Signore, 29, has already served as a police officer for a whole decade. His passion started at an early age and led him to the Newtown Township Police Department in Delaware County, where he has been stationed for the last three years.
But Signore is not an ordinary patrolman. He is a use of force instructor, teaching fellow officers the art of Jiu-Jitsu as a means of apprehending suspects with less force. He frequently trains alongside other officers, veterans, and more at Onyx Combat Sports, a small business that opened earlier this year.
Signore is also a SWAT officer with the Central Delco Tactical Response Team.
"At any given time, if there's a really bad situation, we get notified and we respond to wherever that situation is," he said. "We formulate a good plan and try to execute that."
Such a dangerous job is paired with exhaustive training to equip each officer with the tools they need to succeed and survive. The National Tactical Officers Association offers a SWAT Physical Fitness Qualification test to increase mission readiness and decrease injuries and use of force.
For the first time, in April of 2021, they converted this test into a nationwide challenge for SWAT officers.
"It was a 800-meter sprint, followed by a 400-meter sprint with weights," said Signore. "Burpees, jump squats, and pull-ups. Most of this was done with a gas mask, no filter, full gear."
Despite the daunting test of skill, Signore was excited to take on the opportunity. He and other officers geared up on the track field at Neumann University. With limited air and only three minutes of breathing time in between challenges, it simulated a real-world experience on a SWAT team mission.
"Yeah, it's a torture session a little bit," he said.
But it was all worth it in the end. Signore was notified that he scored in the top 10 of nationwide participants in the Physical Fitness Qualification Challenge.

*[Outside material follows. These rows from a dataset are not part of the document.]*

PR #21444, opened 2026-04-30
Dynamic Mapping support for Pluggable Data Formats

rayshrey:
### Description

**Why dynamic mapping support is needed for pluggable formats**
  
  OpenSearch supports dynamic mapping — when a document contains a field not in the index mapping, the field is automatically added. This works transparently with Lucene because Lucene is inherently schema-on-write: each document can have any fields regardless of what previous documents had. There's no upfront schema declaration.
  
  Parquet (and columnar formats in general) are fundamentally different. A Parquet file has a fixed schema declared at creation time. Every row in the file must conform to that schema. Once the native writer is initialized with a schema, it cannot accept rows with new columns. This means dynamic mapping — where new fields can appear at any time — requires explicit handling at
  the engine level.
  
  **How it works at the DataFormatAwareEngine level**
  
  The engine maintains a pool of writers. Each writer tracks:
  
  - Whether its schema can still evolve (isSchemaMutable)
  - What mapping version it was created with (mappingVersion)
  
  **Normal indexing flow (no new fields):**
  
  1. Document arrives → engine reads current mapping version
  2. Engine checks out a writer from the pool (predicate: writer is mutable OR its version matches)
  3. Document is written to the writer
  4. Writer is returned to the pool
  
  **When a new field arrives (dynamic mapping):**
  
  1. OpenSearch's bulk action detects the new field, sends mapping update to cluster manager
  2. Cluster state updates → mapping version increments → MapperService updated
  3. Document is retried with the new mapping in place
  4. Engine reads the new mapping version → checks out a writer:
    - If a mutable writer exists → it's selected (schema evolves dynamically inside)
    - If only immutable writers exist with old versions → they're evicted from the available queue, a new writer is created with the fresh schema
  5. Document is written successfully
  
  This design is format-agnostic. Lucene writers are always mutable (isSchemaMutable = true), so they always pass the predicate and handle any document regardless of schema changes. The version tracking and eviction logic is invisible to Lucene — it just works.
  
  **How Parquet handles it**
  
  On the Parquet side, the key insight is that the native writer initialization (which locks the schema) must be deferred until we're certain the schema is complete.
  
  Writer lifecycle:
  
  1. Writer is created with an initial Arrow schema from the current mapping → but the native Parquet writer is NOT initialized yet (isSchemaMutable = true)
  2. Documents arrive → if a document has a field not in the current Arrow schema, the field vector is dynamically added to the in-memory batch (VSR)
  3. When the batch is full (rotation) or flush is triggered:
    - The batch is frozen (no more writes)
    - The native writer is initialized with the frozen batch's schema (which includes all dynamically added fields)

"I was not expecting it. I mean, you figure out how many police departments are in the United States," he said. "We're not looking for any type of recognition. We just want to make that difference in our community."
Signore hopes that others will be inspired to become police officers just like him.
"If we can get a couple extra guys come out and apply, you know, it can make a world of a difference in such a small community," he said.